Los niños lo miraron sorprendidos.

—¿No entienden? —insistió el Castor—. Se ha ido con ella, con la Bruja Blanca. Nos traicionó a todos.

—¡Oh..., realmente! Él no puede haber hecho eso —exclamó Susana.

—¿No puede? —dijo el Castor mirando duramente a los tres niños.

Todo lo que ellos querían decir murió en sus labios. Cada uno tuvo, de pronto, la certeza que era eso, exactamente, lo que Edmundo había hecho.

—Pero, ¿conocerá siquiera el camino? —preguntó Pedro.

El Castor contestó con otra pregunta:

—¿Había estado aquí antes? ¿Había estado alguna vez él solo aquí?

—Sí —dijo Lucía, casi en un murmullo—; me temo que sí.

—¿Y les contó lo que había hecho o con quién se había encontrado?

—No, no lo hizo —dijo Pedro.

—Tomen nota de mis palabras entonces —dijo el Castor—. Conoció a la Bruja Blanca, está de su parte, y sabe dónde vive. No quise mencionar esto antes (después de todo él es hermano de ustedes), pero en el momento en que puse mis ojos en ese niño, me dije a mí mismo: «Es un traidor». Tenía la mirada de los que han estado con la Bruja Blanca y han probado su comida. Si uno ha vivido largo tiempo en Narnia, los distingue de inmediato. Hay algo en sus ojos, en su modo de mirar.

—Igual tenemos que buscarlo —dijo Pedro con voz ahogada—. Es nuestro hermano, a pesar de todo, aunque esté actuando como una pequeña bestia. Es sólo un niño.

—¿Irán entonces a casa de la Bruja? —preguntó la señora Castora—. ¿No ven que la única manera de salvarlo a él o de salvarse ustedes es permanecer lejos de ella?

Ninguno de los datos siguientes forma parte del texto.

PR #35, opened 2019-09-22
Add k3d cheat

djerfy:
Added cheat for `k3d`

### DIFF
--- a/cheats/k3d.cheat
+++ b/cheats/k3d.cheat
@@ -1,0 +1,34 @@
+% k3d
+
+# Check if docker is running
+k3d check-tools
+
+# Start a subshell for a cluster
+k3d shell
+
+# Create a single k3s cluster in docker containers
+k3d create --name <name>
+
+# Create a multi-node k3s cluster in docker containers
+k3d create --name <name> --workers <count>
+
+# Delete cluster
+k3d delete --name <name>
+
+# Stop cluster
+k3d stop --name <name>
+
+# Start a stopped cluster
+k3d start --name <name>
+
+# List all clusters
+k3d list
+
+# Get kubeconfig location for cluster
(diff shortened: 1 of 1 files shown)


cheats/k3d.cheat
```diff
@@ -0,0 +1,34 @@
...
+k3d shell
+
+# Create a single k3s cluster in docker containers
+k3d create --name <name>
+
+# Create a multi-node k3s cluster in docker containers
+k3d create --name <name> --workers <count>
+
+# Delete cluster
+k3d delete --name <name>
```
denisidoro: Isn't it possible to give the user a finite list of names?

If so, you could write something like:
```
k3d delete --name <cluster>
$ cluster: k3d list names 
```

djerfy: No directly :/
```
╰> k3d list
+-------------+------------------------------+---------+---------+
|    NAME     |            IMAGE             | STATUS  | WORKERS |
+-------------+------------------------------+---------+---------+
| k3s-default | docker.io/rancher/k3s:v0.8.1 | running |   0/0   |
|   grafana   | docker.io/rancher/k3s:v0.8.1 | stopped |   0/3   |
| djerfy-k3s  | docker.io/rancher/k3s:v0.8.1 | stopped |   0/3   |
+-------------+------------------------------+---------+---------+
```

denisidoro: what about `k3d list grep -v | awk '{print $2}' | grep -v "NAME" | awk 'NF {print $0}'`?

denisidoro: Even better, we could simply strip the table borders and use advanced selection. Please refer to the docker example in the README :)

denisidoro: This way, the selection will have more details and a header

—¿Qué quiere decir, señora Castora? —dijo Lucía.

—Todo lo que ella desea en este mundo es atraparlos a ustedes, a los cuatro. Ella siempre está pensando en esos cuatro tronos de Cair Paravel. Una vez que se encuentren dentro de su casa, su trabajo estará concluido..., y habrá cuatro nuevas estatuas en su colección, antes que ustedes puedan siquiera hablar. En cambio, ella mantendrá vivo a su hermano, mientras sea el único que ella tiene, porque lo usará como señuelo, como carnada para atraparlos a todos.